WHAT YOU HAVE TO DO: Write out once more the lines running from the top of the entries below to the line with "The helper is", both ends included.

DATA FOR THE TASK:
'''
PR #2797, opened 2026-07-31
fix(mmm): repair and test diversification_ratio (closes #1388)

### LINKED ISSUE #1388: `diversification_ratio` not tested
The helper is not tested anywhere. It's unclear how a user was supposed to use as part of an optimization cost because it requires 2D samples, whereas the optimizer was always giving 1D samples before #1357 

https://github.com/pymc-labs/pymc-marketing/blob/32f44c78b40e2630661b23d6ffe6b696da0a5c72/pymc_marketing/mmm/utility.py#L504-L551

CC @cetagostini

shivamlalakiya:
## Description

Closes #1388.

The issue reports that `diversification_ratio` is not tested directly. Writing that test turned out to be enough to show that the function raised on **every** call, for any input:

```python
samples = as_xtensor(rng.normal(size=(50, 3)), dims=("sample", "channel"))
budgets = as_xtensor(np.array([100.0, 200.0, 300.0]), dims=("channel",))
diversification_ratio(samples, budgets)
# ValueError: Function expected samples to be a 1D tensor variable. Got 2 dimensions.
```

Two independent bugs:

1. It called `_check_samples_dimensionality(samples)`, which enforces **1D** samples, while the function's own maths (and docstring) require **2D** `(sample, asset)` samples. So 2D input was rejected outright.
2. A misplaced parenthesis in the `w'Σw` computation:

   ```python
   portfolio_var = ptx.dot(
   )
   ```

   `ptx.dot(cov_matrix, weights)` was passed as a *second positional argument to* `.rename(...)` rather than as the second argument of the outer `ptx.dot`. So even with 1D input the function failed, with a confusing `Cannot rename channel to channel': channel not in ('sample',)`.

## Changes

- `_check_samples_dimensionality` takes an `ndim` argument, defaulting to `1`. All existing callers (and the two uses in `tests/mmm/test_budget_optimizer.py` and `mmm_budget_allocation_example.ipynb`) are unaffected; the error message for `ndim=1` is byte-identical.
- `diversification_ratio` asks for `ndim=2` and computes `w'Σw` correctly.
- Docstring: states that `samples` needs a `"sample"` dim plus an asset dim matching the `budgets` dim, notes that — unlike the other utility functions, which consume samples of the *total* response — this one needs the response broken down per asset (e.g. `channel_contribution` summed over `date`), and adds a runnable example. This is the second half of the issue ("it's unclear how a user was supposed to use [it] as part of an optimization cost").

## Tests

New tests in `tests/mmm/test_utility.py`:

- `test_diversification_ratio_matches_numpy` — parametrized over three datasets, compared against a NumPy reference `(w · σ) / sqrt(w'Σw)` at `rtol=1e-8`.
- `test_diversification_ratio_perfectly_correlated_assets` — DR is exactly `1.0` when all assets are scalar multiples of a common factor.
- `test_diversification_ratio_rewards_uncorrelated_assets` — uncorrelated assets score above perfectly correlated ones at equal weights.
- `test_diversification_ratio_requires_2d_samples` — 1D samples raise a clear `ValueError` instead of the old rename error.

```
$ uv run pytest tests/mmm/test_utility.py -q
52 passed in 5.97s

$ uv run pytest tests/mmm/test_budget_optimizer.py -q
25 passed, 22 warnings in 44.42s

$ uv run pytest tests/mmm/test_budget_optimizer_mmm.py -q
36 passed, 45 warnings in 91.89s

$ uv run pytest tests/ -q
9 failed, 3681 passed, 46 skipped, 2 xfailed, 850 warnings in 1289.60s
```

The 9 failures are all in `tests/test_mlflow.py` (logged-artifact set mismatch) and are pre-existing — they reproduce identically on an unmodified checkout of this branch's base commit.

`pre-commit run --files pymc_marketing/mmm/utility.py tests/mmm/test_utility.py` passes.

## Notes / out of scope

`BudgetOptimizer` still cannot drive this utility out of the box: the default `response_variable`, `total_media_contribution_original_scale`, is 1D over `sample`, and there is no shipped per-channel aggregated deterministic to point at. Using `diversification_ratio` as an optimization cost requires the user to register a 2D `(sample, channel)` response themselves. Happy to follow up with such a deterministic (or an integration test) in a separate PR if maintainers want it — it felt like a larger API decision than this fix.

----
📚 Documentation preview 📚: https://pymc-marketing--2797.org.readthedocs.build/en/2797/


pymc_marketing/mmm/utility.py
```diff
@@ -586,14 +593,28 @@ def diversification_ratio(
...
+
     References
     ----------
     - Choueifaty, Y., & Coignard, Y. (2008). Toward Maximum Diversification. *Journal of Portfolio Management*.
     - Meucci, A. (2009). Managing Diversification. *Risk*, 22(5), 74-79.
     """
     samples = as_xtensor(samples)
     budgets = as_xtensor(budgets)
-    samples = _check_samples_dimensionality(samples)
+    samples = _check_samples_dimensionality(samples, ndim=2)
```
daimon-pymclabs, line 621: The new guard checks rank but not dim names, so the exact confusing error this PR sets out to eliminate can still fire.

The PR body cites `Cannot rename channel to channel': channel not in ('sample',)` as the symptom. With budgets whose dim doesn't match the samples asset dim, you get the same class of message:

```
ValueError: Cannot rename asset to asset': asset not in ('sample', 'channel')
```

And 2D samples with a misnamed sample dim give:

```
ValueError: Reduced dims ('sample',) not found in array dimensions ('draw', 'channel')
```

Both confirmed by execution on this branch. The function needs a `"sample"` dim plus an asset dim matching `budgets`, and `ndim == 2` verifies neither. The docstring addition at line 583 ("Its dim must match the asset dim of ``samples``") documents the contract but nothing enforces it.

Checking `"sample" in samples.dims` and that the budgets dim is present in `samples.dims` would cover both, with a message that names the offending dim. `test_diversification_ratio_requires_2d_samples` only exercises the rank path, so neither case currently has a test.

daimon-pymclabs (commented):
Verified the core fix by execution in an isolated pytensor env, not just by reading.

Both changes are correct. The `ndim` parameter lets `diversification_ratio` ask for 2D instead of being rejected by the hard 1D check, and the misplaced closing paren in the `w'Σw` line is fixed. I ran the patched function against an independent NumPy reference `(w·σ)/sqrt(w'Σw)` and got `1.5738396618306048` from both; the perfectly-correlated single-factor case returns exactly `1.0`. The `ndim=1` error string is byte-identical to the old one, so the existing call sites and the notebook are unaffected.

Three inline notes below. The open design question is the one already flagged: `BudgetOptimizer` still can't drive this utility, since the default `total_media_contribution_original_scale` response is 1D over `sample` and no per-channel aggregated deterministic ships. That makes the docstring example the only currently working usage path, and it decides whether this stays a fix or becomes a fix plus a new deterministic. Reasonable to defer, but worth an explicit call.

pymc_marketing/mmm/utility.py
```diff
@@ -586,14 +593,28 @@ def diversification_ratio(
...
     weights = budgets / budgets.sum()
     individual_volatilities = samples.std(dim="sample", ddof=1)
```
daimon-pymclabs: Optional, and pre-existing rather than introduced here: `samples.std(dim="sample", ddof=1)` is mathematically redundant with `_covariance_matrix` below, whose diagonal is those same `ddof=1` variances. Since this is an optimizer cost function it recomputes on every iteration. Taking the volatilities from `ptx.math.sqrt(cov_matrix.diagonal(...))` would drop one pass over the samples. Fine to leave if you'd rather keep the two terms reading independently, but this function is being repaired anyway.

tests/mmm/test_utility.py
```diff
@@ -399,6 +400,82 @@ def test_general_functions(samples, budgets, func):
         pytest.fail(f"Function {func.__name__} raised an unexpected exception: {e!s}")
```
daimon-pymclabs, line 404: Worth noting explicitly: `diversification_ratio` stays out of this `test_general_functions` smoke parametrization, and it can never join it, since the harness hardcodes `dims=("sample",)` and `dims=("budget",)` while this function needs 2D samples and a budgets dim matching the asset dim.

That makes it a permanent carve-out from the shared utility-function contract, so regressions in that contract won't be caught for this function. The new dedicated tests are good coverage of the math; this is about the shared-contract gap. A short comment near the parametrization recording why it's excluded would keep the next reader from assuming it was an oversight.

shivamlalakiya:
@daimon-pymclabs thanks for executing the fix rather than only reading it. All three notes plus the open design question are addressed in 6a9fb19, and the branch is rebased onto `main` (`d402988`).

**1. Dim names, not just rank ([comment](https://github.com/pymc-labs/pymc-marketing/pull/2797#discussion_r3702611835))** — you're right that `ndim == 2` verifies neither half of the contract. Both cases now fail with a message that names the offending dim:

```python
>>> diversification_ratio(as_xtensor(s, dims=("draw", "channel")), as_xtensor(b, dims=("channel",)))
ValueError: Function expected samples to have a "sample" dim. Got dims ('draw', 'channel').

>>> diversification_ratio(as_xtensor(s, dims=("sample", "channel")), as_xtensor(b, dims=("asset",)))
ValueError: Function expected samples to have the budgets dim "asset". Got dims ('sample', 'channel').
```

`test_diversification_ratio_requires_sample_dim` and `test_diversification_ratio_requires_matching_budgets_dim` cover them. I left `budgets` itself unguarded beyond the `[asset_dim] = budgets.dims` unpack, since no other utility function validates `budgets` and that felt like separate scope — say the word if you'd rather it raise there too.

**2. Redundant volatility pass ([comment](https://github.com/pymc-labs/pymc-marketing/pull/2797#discussion_r3702611838))** — taken. `individual_volatilities` now comes off the covariance diagonal:

```python
cov_matrix = _covariance_matrix(samples, asset_dim=asset_dim)
individual_volatilities = ptx.math.sqrt(
    as_xtensor(pt.diagonal(cov_matrix.values), dims=(asset_dim,))
)
```

`xtensor` has no `diagonal`, so this uses the same `.values` escape hatch `_compute_quantile` already uses a few hundred lines up in this file. Result is unchanged: `1.5738396618306048` against your NumPy reference, and the perfectly-correlated case still returns exactly `1.0`.

**3. Permanent carve-out from `test_general_functions` ([comment](https://github.com/pymc-labs/pymc-marketing/pull/2797#discussion_r3702611841))** — comment added above the parametrization recording that the exclusion is structural (the harness hardcodes 1D `("sample",)` samples and a `("budget",)` dim) and pointing at the dedicated tests.

**On the open question: `BudgetOptimizer` can drive this today, and no new deterministic is needed.** I checked instead of deferring. `total_media_contribution_original_scale` is a full scalar sum per draw (`link.py:227`, `link.py:299`), so it can't work — but `extract_response_distribution` returns whatever dims the named variable has, so a per-channel deterministic registered on the model gives exactly `("sample", "channel")`:

```python
with mmm.model:
    pmd.Deterministic(
        "channel_contribution_total", mmm.model["channel_contribution"].sum(dim="date")
    )

BudgetOptimizer(
    model=wrapper,
    num_periods=4,
    response_variable="channel_contribution_total",
    utility_function=diversification_ratio,
).allocate_budget(total_budget=100)
```

That converges, and gradients flow through the whole graph. `test_allocate_budget_with_diversification_ratio` in `tests/mmm/test_budget_optimizer.py` asserts the response dims, `res.success`, budget conservation, and `DR >= 1`. The `samples` docstring now spells out this requirement and states explicitly that the default response variable will not work, so the docstring example is no longer the only working path.

Verification: `uv run pytest tests/mmm/test_utility.py tests/mmm/test_budget_optimizer.py` gives 80 passed, and `pre-commit` is clean on the touched files.

juanitorduz:
thank you @shivamlalakiya !

juanitorduz:
@shivamlalakiya can you please resolve the conflicts so that we can merge this one? If you need help I could do it :)

shivamlalakiya:
@juanitorduz happy to, but I don't think this one should be rebased: #2995 merged into `main` earlier today (8cf77c84) and fixes the same two bugs this PR does, so there's almost nothing left here.

The conflict is my hunk against theirs in the same lines of `diversification_ratio`. Both branches replace the 1D `_check_samples_dimensionality` guard with a 2D check plus `"sample"`/budgets-dim validation, both close the misplaced parenthesis in `w'Σw`, both add Notes and an Examples recipe to the docstring, and both add a `BudgetOptimizer` integration test. Their test coverage matches or exceeds mine (`matches_numpy`, the `sqrt(n)` property, the DR ≥ 1 oracle, parametrised bad-dims, and `test_diversification_ratio_through_optimizer`). Resolving the conflict would mean re-litigating code that just landed, for no behavioural gain.

The only thing on this branch that isn't on `main` is a guard rejecting a `budgets` dim literally named `"sample"`. On `main` that input still raises, just with a less helpful message (`ValueError: Size of dim 'sample' does not match`). If you'd like that message improved I'm glad to open a small follow-up PR against `main` for it, but it didn't seem worth keeping this branch alive.

Closing in favour of #2995. Thanks for the reviews on this one, and #1388 is covered by what merged.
'''
SOLUTION TO THE EXERCISE:
PR #2797, opened 2026-07-31
fix(mmm): repair and test diversification_ratio (closes #1388)

### LINKED ISSUE #1388: `diversification_ratio` not tested
The helper is not tested anywhere. It's unclear how a user was supposed to use as part of an optimization cost because it requires 2D samples, whereas the optimizer was always giving 1D samples before #1357 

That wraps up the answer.